基于近义词扩充的非通用语翻译评估-《计算机技术与发展》

文章信息/Info

Title:: Evaluation of Non-general Language Translation Based onSynonyms Expansion

Author(s):: MA Wen-qian; WANG Li-qing; WANG Juan; CHEN Bao-tong; School of Information Science and Engineering,Yunnan University,Kunming 650091,China

Keywords:: non-general language; translation evaluation; synonym extension; BLEU algorithm; GloVe model

摘要:: BLEU 算法在用于非通用语翻译质量评估计算时,由于使用范围以及语料采集渠道的局限性等原因, 导致难以获得足够规模的高质量非通用语语料作为参考译文, 因而会造成在面对同一语义不同表述时 BLEU 误判低分。为此,该文采用预先对参考译文进行近义词分析提取的方法,扩展生成多参考译文,尽可能覆盖多种翻译的表达。同时设置阈值对提取出的近义词进行筛选, 排除低质量近义词, 避免因为扩展带来参考译文质量下降, 再基于该扩充译文完成非通用语的质量评估。在实验中, 以泰语为例, 采用 GloVe 和 Word2vec? 模型分别对语料库进行训练和近义词提取、参考译文扩充和BLEU 评估。实验结果表明:在面对非通用语等参考语料不足的质量评估时,采用该方法可有效地提高评估的准确度,降低误判率。

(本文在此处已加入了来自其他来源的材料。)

Issue #990, opened 2026-09-18
Add explicit API-key pagination across the library and CLI


sdairs:
Add explicit API-key pagination across the Rust library and CLI in #991.

The agreed interface is:
- `cloud key list` fetches one page by default.
- `--limit` sets the number of keys per request, from 1–250; omitting it uses the server default of 250.
- `--cursor` resumes from the opaque `nextCursor` returned by a previous page.
- `--all` fetches every page; it permits `--limit` for request size and conflicts with `--cursor`.
- Single-page JSON exposes `result` and available pagination metadata. `--all --json` returns the combined array.
- Name-based get, update, and delete always search all pages and reject cross-page ambiguity.
- All-page operations detect cursor cycles and fail without partial output on later-page errors.

Acceptance includes library request/model coverage, Clap validation, exact subprocess request/output/error coverage, live-test inventory helpers that consume every page, both READMEs, and the repository's required lint/test gates.

The BYOC portion of the earlier mixed scope is now tracked separately in #996 and implemented in #992. The feature split supersedes the earlier always-all default and library/CLI PR split. Generated library drift is recorded in #985. Both feature PRs must merge before the normal corrected-main drift rerun required by #757.

Keep open until #991 merges. Current validation evidence is maintained in that PR.

<details>
<summary>Earlier mixed scope and evidence</summary>

## Implementation status — 2026-09-21

Implemented in #992, the tip of native stack #982 at `18291488`. The current-head checks now pass; the earlier pending-CI note is superseded. Source/test review confirms complete API-key cursor iteration for listing/name lookup and optional-region BYOC profile selection. README and subprocess coverage are present.

Keep open until #992 merges. Multi-page key responses and BYOC-only profiles remain mock-covered where live fixtures were unavailable; the recorded read-only smoke checks cover ordinary key listing/name lookup and region-only profiles. Central plan: #939.

<details>
<summary>Earlier scope and evidence (preserved)</summary>

Follow-up required by #978 and release tracker #939, after generated library remediation #985. The detector workflow has now exposed the contracts; keep this CLI behavior separate from the library PR.

Implement two intentional CLI changes:

- `cloud key list` and API-key name lookup must consume every page by forwarding the opaque `nextCursor` until it is absent/null. Preserve existing JSON array and human output, error/auth handling and lookup ambiguity behavior. Detect repeated cursors to avoid an unbounded request loop. Do not expose a silently truncated first page.
[...]

Issue #978, opened 2026-09-18
Detect operation-parameter and pagination-envelope OpenAPI drift


sdairs:
## Implementation and closure ownership — 2026-09-21

**Fixing in v0.5.0. Development is linked to PR #984**, which implements operation-parameter and successful-response-envelope drift detection. Current-head checks pass, including the [live Cloud run](https://github.com/ClickHouse/clickhousectl/actions/runs/35347942152).

The issue's closure boundary is now the detector implementation merging through #984. **The required normal drift-workflow rerun on corrected `main` remains mandatory and is explicitly owned by the open v0.5.0 release-acceptance tracker #757.** This separates a PR-closeable implementation issue from a check that can only run after merge; no acceptance requirement is waived. #757 must remain open until that run is recorded and the result inspected after the detector and remediation merge.

The corrected-branch generator already produced library issue #985. Library remediation is #991; intentional CLI exposure is separately tracked by #990 / PR #992. #985 was automatically closed on 2026-09-19 by a later report, which does not establish that #991 merged or that corrected-main acceptance passed. The remediated stack dry run found zero actionable findings.

No additional detector code gap was found. The historical completion language below is superseded only in ownership of the post-merge acceptance gate, which remains in #757.

<details>
<summary>Earlier scope and evidence (preserved)</summary>

## Problem

The drift workflow reports no actionable drift for API-key pagination and service-profile query changes that the library does not support. This prevents the normal automated-issue remediation workflow from starting.

Observed on `main` at `a65a9ca6fa49eeac328b20634230f3f11399f5f1`, 2026-09-18. This is a checker bug, not a generated `openapi-drift` report. No remediation was implemented during this audit.

## Workflow evidence

- [Scheduled run, 08:12 UTC](https://github.com/ClickHouse/clickhousectl/actions/runs/35323236572): success, `Actionable drift: 0`, no issue opened.
- [Manual run, 11:00 UTC](https://github.com/ClickHouse/clickhousectl/actions/runs/35337480920): success, `Actionable drift: 0`, no issue opened.
- The canonical Rust analyzer was also run against the locally captured live document containing the changes below and the same main revision. It returned zero findings and three acknowledged legacy enum constraints. This independently establishes a detection gap; the Actions runs do not retain their fetched documents, so their exact fetched bytes cannot be reconstructed from logs alone.

### API-key pagination

[...]

PR #991, opened 2026-09-18
fix(api): support key pagination and optional-region BYOC lookup

### LINKED ISSUE #985: OpenAPI drift: 9 gaps between live spec and library
The live ClickHouse Cloud OpenAPI spec has drifted from the Rust API library.
The comparison was produced by the shared `syn`-based analyzer.

- **Live spec:** `https://api.clickhouse.cloud/v1`
- **Client:** `crates/clickhouse-cloud-api/src/client.rs`
- **Models:** `crates/clickhouse-cloud-api/src/models.rs`
- **Analyzer:** `crates/clickhouse-openapi-analyzer`

## Summary

| Change | Count |
|--------|-------|
| Missing client methods | 0 |
| Extra client methods | 0 |
| Missing operation parameters | 2 |
| Operation parameter mismatches | 1 |
| Unsupported success response schemas | 0 |
| Missing model types | 0 |
| Missing schema definitions | 0 |
| Missing struct fields | 3 |
| Extra struct fields | 0 |
| Missing enum values | 0 |
| Extra enum values | 0 |
| Enum VALUES const mismatches | 0 |
| Additional properties mismatches | 0 |
| Field optionality mismatches | 0 |
| Beta status changes | 0 |
| Deprecated-field changes | 0 |
| Stale snapshot changes | 3 |
| Stale exemptions | 0 |
| New unsupported enum constraints | 0 |
| Changed acknowledged enum constraints | 0 |
| Acknowledged unsupported enum constraints | 3 |

## Missing Operation Parameters

- `/paths/~1v1~1organizations~1{organizationId}~1keys/get/parameters/2` — openapi_key_get_list has no argument for query parameter cursor
- `/paths/~1v1~1organizations~1{organizationId}~1keys/get/parameters/1` — openapi_key_get_list has no argument for query parameter limit

## Operation Parameter Mismatches

- `/paths/~1v1~1organizations~1{organizationId}~1serviceProfiles/get/parameters/1` — service_profiles_list query parameter region_id has incompatible requiredness; Rust argument &str

## New Operation Parameters Missing From Snapshot

- `/paths/~1v1~1organizations~1{organizationId}~1keys/get/parameters/2` — openapi_key_get_list query parameter cursor differs from the snapshot
  - Live contract: `{"in":"query","name":"cursor","required":false,"schema":{"type":"string"}}`
- `/paths/~1v1~1organizations~1{organizationId}~1keys/get/parameters/1` — openapi_key_get_list query parameter limit differs from the snapshot
  - Live contract: `{"in":"query","name":"limit","required":false,"schema":{"default":250,"maximum":250,"minimum":1,"type":"integer"}}`

## Changed Operation Parameter Contracts

- `/paths/~1v1~1organizations~1{organizationId}~1serviceProfiles/get/parameters/1` — service_profiles_list query parameter region_id differs from the snapshot
  - Snapshot contract: `{"in":"query","name":"region_id","required":true,"schema":{"type":"string"}}`
  - Live contract: `{"in":"query","name":"region_id","required":false,"schema":{"type":"string"}}`
  - Snapshot location: `/paths/~1v1~1organizations~1{organizationId}~1serviceProfiles/get/parameters/1`

## Missing Struct Fields

- `/paths/~1v1~1organizations~1{organizationId}~1keys/get/responses/200/content/application~1json/schema/properties/limit` — ApiResponse.limit is missing from the openapi_key_get_list success envelope
- `/paths/~1v1~1organizations~1{organizationId}~1keys/get/responses/200/content/application~1json/schema/properties/nextCursor` — ApiResponse.nextCursor is missing from the openapi_key_get_list success envelope
- `/paths/~1v1~1organizations~1{organizationId}~1keys/get/responses/200/content/application~1json/schema/properties/totalCount` — ApiResponse.totalCount is missing from the openapi_key_get_list success envelope

## Acknowledged Unsupported Enum Constraints

These locations are inventoried but cannot yet be compared to a typed Rust value enum.
Acknowledgments cover the snapshot's enum values; changed values and new or stale locations count as drift.

- `/components/schemas/ApiKey/properties/roles/items` (`models.rs::ApiKey::roles`) — Rust type String is not an enum
- `/components/schemas/ApiKeyPatchRequest/properties/roles/items` (`models.rs::ApiKeyPatchRequest::roles`) — Rust type String is not an enum
- `/components/schemas/ApiKeyPostRequest/properties/roles/items` (`models.rs::ApiKeyPostRequest::roles`) — Rust type String is not an enum

## Implementation Guide

1. Replace `crates/clickhouse-cloud-api/clickhouse_cloud_openapi.json` with this same live document; do not hand-edit it.
2. Follow each finding's `spec_pointer` and `rust_item` to update `client.rs`, `models.rs`, or `meta.rs`.
3. Regenerate beta/deprecation metadata when applicable and add focused model/client tests.
4. Edit `crates/clickhouse-openapi-analyzer/src/config.rs` only for a deliberate, documented divergence. New unsupported acknowledgements require a tracking issue.
5. Run the analyzer and Cloud API tests, Clippy, Python renderer tests, and this dry run again; see `AGENTS.md` for the exact commands.

sdairs:
The corrected OpenAPI drift workflow reported missing API-key pagination and an overly strict region requirement for BYOC service-profile discovery. Add optional limit/cursor query arguments and response pagination metadata, and make the profile region query optional. Refresh the complete captured OpenAPI snapshot from the same live contract.

The CLI changes here only adapt existing calls to the new library signatures; intentional CLI pagination and BYOC-only lookup are tracked separately in #990. Historical analyzer fixtures now embed the pre-remediation Rust surface so the original nine findings and six snapshot-independent findings remain stable regression evidence.

Fixes #985. Follow-up to #978; part of release tracker #939 and native GitHub stack #982.

Validation:
- API/analyzer: 696 tests passed, 26 live/provisioning tests ignored; all-target Clippy clean.
- CLI: 2,002 tests passed, 5 ignored; default Clippy, no-default check and no-default all-target Clippy clean.
- Python: 95 tests passed; formatting clean.
- Corrected analyzer against the live OpenAPI: zero actionable findings. The normal generator must be rerun on corrected main after merge; this branch check does not satisfy that later boundary.
- One existing local Postgres mock-socket timeout passed both an isolated retry and the complete CLI rerun.

Current-head formatting, CLI CI and API-library CI are green. Cloud integration for this exact PR head is requested separately and remains queued until the shared environment is available.


crates/clickhouse-cloud-api/src/client/services.rs
```diff
@@ -4,15 +4,22 @@ use crate::models::*;
...
         byoc_id: Option<&str>,
     ) -> Result<ApiResponse<Vec<ServiceProfile>>, Error> {
         let path = format!("/v1/organizations/{organization_id}/serviceProfiles");
         let req = self.request(reqwest::Method::GET, &path);
-        let req = req.query(&[("region_id", region_id)]);
+        let req = if let Some(region_id) = region_id {
+            req.query(&[("region_id", region_id)])
+        } else {
+            req
+        };
```
balanza: **issue:** ‏these changes are unrelated

crates/clickhousectl/src/cloud/services.rs
```diff
@@ -4296,7 +4296,7 @@ impl CloudClient {
     ) -> crate::cloud::client::Result<Vec<ServiceProfile>> {
         let response = self
             .api()
-            .service_profiles_list(org_id, region_id, byoc_id)
+            .service_profiles_list(org_id, Some(region_id), byoc_id)
```
balanza: **issue:** ‏These changes are unrelated

balanza (changes requested):
I see no need to introduce these model variations (limit/cursor) if, in the end, the user will not have the possibility to walk through the next pages (if any).
Nevertheless, the underlying API already handles defaults correctly, thus no edits are required if we are going to render only the first page of the result set.

I'd defer the implementation to when we will also introduce appropriate command line UX and interface.

(PS: please review the changes, I think some changes should not be here)

sdairs:
Thanks @balanza. I agree with the concern in [your review](https://github.com/ClickHouse/clickhousectl/pull/991#pullrequestreview-5264722025): shipping an all-pages default and changing it later could break users' scripts.

We've split the work by feature:
- #991 now contains pagination across both the Rust library and CLI.
- #992 contains BYOC profile lookup across both the library and CLI.

We've also implemented the full pagination interface now. `cloud key list` returns **one page by default** (250 keys unless `--limit` is supplied). `--limit` accepts 1–250, `--cursor` requests the next page, and **`--all` explicitly fetches every page**. This is the intended default going forward, so we don't need to ship automatic traversal as a temporary default and reverse it later.

Single-page JSON exposes `result` and pagination metadata, including `nextCursor`; `--all --json` returns the combined array. Name-based get/update/delete still search all pages so later matches and duplicate names are handled correctly.

Both PR descriptions and the documentation are updated, and the required local test and lint suites pass.

crates/clickhousectl/src/cloud/api_keys.rs
```diff
@@ -9,16 +9,34 @@ use clap::{Subcommand, builder::PossibleValuesParser};
...
 use tabled::{Table, Tabled, settings::Style};
 
 const API_KEY_STATES: &[&str] = &["enabled", "disabled"];
 
 #[derive(Subcommand)]
 pub enum KeyCommands {
     /// List API keys
-    List,
+    #[command(after_help = "\
+CONTEXT FOR AGENTS:
```
balanza, line 23: **suggestion:** ‏The context is also for humans - agents read the helper anyway


```suggestion
    #[command(after_help = "\=
```

balanza (approved):
LGTM

Let's be aware that this is changing the shape of the output.

crates/clickhousectl/src/cloud/api_keys.rs
mdevils: I agree. I think we shouldn't explicitly target common information to agents.

crates/clickhousectl/src/cloud/api_keys.rs
```diff
@@ -355,45 +375,101 @@ fn build_api_key_update_request(options: &KeyUpdateOptions) -> CloudResult<ApiKe
...
+        print_key_table(page.result, all);
+        if let Some(cursor) = page.next_cursor {
+            if cursor.chars().any(char::is_control) {
+                println!(
+                    "More API keys are available. Use --json to read nextCursor and pass it with --cursor, or use --all."
+                );
+            } else {
+                // Single quotes preserve shell metacharacters, including embedded quotes.
+                // Equals signs keep tokens beginning with '-' attached to their flags.
+                let cursor = cursor.replace('\'', "'\"'\"'");
```
mdevils: I think it makes sense to extract escaping to a function. Or better to use some ready-made escaping. Maybe ome of the already used libraries provide it.

mdevils (changes requested):

crates/clickhousectl/src/cloud/api_keys.rs
sdairs: This is present in every help page and is part of the CLI design for agents; I'm not opposed to going around and removing `CONTEXT FOR AGENTS` - I did it early on, and its probably redundant - but we'd need to go remove it all help pages, not just here.

crates/clickhousectl/src/cloud/api_keys.rs
sdairs: Replaced the custom escaping with shlex::try_quote in a helper

mdevils (approved):

iskakaushik (approved):
LGTM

Abstract:: When the BLEU algorithm is used in non-general language translation quality evaluation calculations,it is difficult to obtain high-quality non-universal corpus of sufficient scale as a reference translation due to the scope of use and the limitations of corpus collection channels. Therefore, BLEU will misjudge low scores when facing the same semantics with different expressions. To this end,we adopt the method of analyzing and extracting synonyms from the reference translation in advance to expand and generate multiple reference translations,covering as many translation expressions as possible. At the same time,a threshold is set to filter the extracted synonyms and exclude low-quality synonyms,so as to avoid the degradation of the reference translation quality caused by the extension.Then complete the non -general language quality assessment based on the expanded translation. In the experiment, taking Thai as an example, we use the model of GloVe and Word2vec for corpus training, synonym extraction, reference translation expansion and BLEU evaluation. The experiment shows that the proposed method can effectively improve the accuracy of the evaluation and reduce the misjudgment rate when faced with insufficient reference corpus such as non-general language.